Starting at the first line below, copy through to the last line exactly.
────
PR #216, opened 2020-09-22
@W-8111353@ Switch path of init hook

jbartolotta-sfdc:
Change the root of the path from src to lib. src does not exist when the
plugin is published to npm.

oclif finds the hook during development even if it is declared
to exist in lib/lib, but only exists in src/lib.

### DIFF
--- a/package.json
+++ b/package.json
@@ -90,7 +90,7 @@
 			"@oclif/plugin-help"
 		],
 		"hooks": {
-			"init": "./src/lib/hooks/init"
+			"init": "./lib/lib/hooks/init"
 		}
 	},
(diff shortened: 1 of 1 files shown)


package.json
```diff
@@ -90,7 +90,7 @@
 			"@oclif/plugin-help"
 		],
 		"hooks": {
-			"init": "./src/lib/hooks/init"
+			"init": "./lib/lib/hooks/init"
```
jbartolotta-sfdc, line 93: With this change, oclif always loads it from the src/lib directory at dev time, even if the hook exists in lib/lib. Not what I expected exactly, but it works, and won't require `prepack` during dev.

rmohan20 (approved):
────
● OUTPUT OF THE TASK:
PR #216, opened 2020-09-22
@W-8111353@ Switch path of init hook

jbartolotta-sfdc:
Change the root of the path from src to lib. src does not exist when the
plugin is published to npm.

oclif finds the hook during development even if it is declared
to exist in lib/lib, but only exists in src/lib.

### DIFF
--- a/package.json
+++ b/package.json
@@ -90,7 +90,7 @@
 			"@oclif/plugin-help"
 		],
 		"hooks": {
-			"init": "./src/lib/hooks/init"
+			"init": "./lib/lib/hooks/init"
 		}
 	},
(diff shortened: 1 of 1 files shown)


package.json
```diff
@@ -90,7 +90,7 @@
 			"@oclif/plugin-help"
 		],
 		"hooks": {
-			"init": "./src/lib/hooks/init"
+			"init": "./lib/lib/hooks/init"
```
jbartolotta-sfdc, line 93: With this change, oclif always loads it from the src/lib directory at dev time, even if the hook exists in lib/lib. Not what I expected exactly, but it works, and won't require `prepack` during dev.

rmohan20 (approved):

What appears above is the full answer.